In short: When a country revokes a wartime ally’s highest honour over a Second World War dispute, history is doing political work. Remembering the past honestly is healthy and necessary. Turning that memory into a tool to divide friends — especially while a common enemy is attacking — is something else. This is “weaponised history,” and learning to spot it is a basic skill of democratic resilience.

A medal, and the bigger pattern behind it

This week, Poland’s president revoked the Order of the White Eagle — the country’s highest honour — from Ukraine’s President Volodymyr Zelensky, over a dispute about how the Second World War is remembered. Ukraine returned the decoration by post. (We covered the incident itself in a separate article.)

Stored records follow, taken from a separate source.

PR #2069, opened 2021-07-06
mathbox: bj-axc11rv, axc11n11

benjub:
* bj-axc11rv as announced in https://github.com/metamath/set.mm/pull/2064#issuecomment-874939383
* axc11n11: as given by @nmegill , so "Contributed by NM" but in my mathbox. I hope it's ok; happy to move it to Main or to @nmegill's mathbox.

@wlammen, @nmegill : I propose to move bj-axc11rv to Main and use it to prove axc16g (since we try to prove as many theorems as possible with only ax12v and not ax-12). Is it ok with you ?

### DIFF
--- a/discouraged
+++ b/discouraged
@@ -18992,6 +18992,7 @@ Proof modification of "axac3" is discouraged (74 steps).
 Proof modification of "axc10" is discouraged (37 steps).
 Proof modification of "axc11-o" is discouraged (47 steps).
 Proof modification of "axc11n-16" is discouraged (154 steps).
+Proof modification of "axc11n11" is discouraged (23 steps).
 Proof modification of "axc11nALT" is discouraged (62 steps).
 Proof modification of "axc11nOLD" is discouraged (64 steps).
 Proof modification of "axc11nOLDOLD" is discouraged (63 steps).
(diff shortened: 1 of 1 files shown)


nmegill:
> * bj-axc11rv as announced in [Reduce axiom usage in axc16nf #2064 (comment)](https://github.com/metamath/set.mm/pull/2064#issuecomment-874939383)
> * axc11n11: as given by @nmegill , so "Contributed by NM" but in my mathbox. I hope it's ok; happy to move it to Main or to @nmegill's mathbox.

It's fine in your mathbox.  We intentionally have no rule against that so that people could collaborate on a project before it is moved to main.

> 
> @wlammen, @nmegill : I propose to move bj-axc11rv to Main and use it to prove axc16g (since we try to prove as many theorems as possible with only ax12v and not ax-12). Is it ok with you ?

This is ok with me.

wlammen:
The choice is here to prove axc16g either from axc11r (current version), or alternatively from ax12v (your version). Both theorems are, more or less, direct consequences of ax-12, that usually describe different aspects of that axiom. In case of A. x x = y with distinct x, y both aspects converge, as you show, which is a nice observation. Are these theorems equivalent? axc11r is provable from ax12v, but the reverse is, I guess, not true (because ax-12 commands equality to be the finest grained operation in logic, something I cannot see in axc11r).  So axc11rv should appear in main to clarify this, and all ax16* theorems should base on it, IMO.

benjub:
> axc11r is provable from ax12v

You probably meant ax-12 ?

> So axc11rv should appear in main to clarify this, and all ax16* theorems should base on it, IMO.

Will do.

wlammen:
I meant: axc11r is provable from ax12v under the assumption A. x x = y dv(x, y), but the reverse not.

The person who first drew wide attention to the story, Marta Barandiy — founder of the NGO Promote Ukraine and a co-initiator of this Hub — made a sharper point in a follow-up: “Historical memory must be respected, but it should not become a weapon that divides allies while Russia attacks Europe. Poland and Ukraine have a common enemy. It is not each other.”

That phrase — history as a weapon — names something worth understanding on its own, beyond any single medal. It is a recurring tactic in European politics, and it has a recognisable shape.

What “weaponised history” actually means

Every nation remembers its past, mourns its dead, and argues about what events meant. That is normal and healthy. Weaponised history is different. It is the deliberate use of historical memory — real or distorted — to achieve a present-day political goal: to justify aggression, to inflame a population, or to drive a wedge between people who would otherwise stand together.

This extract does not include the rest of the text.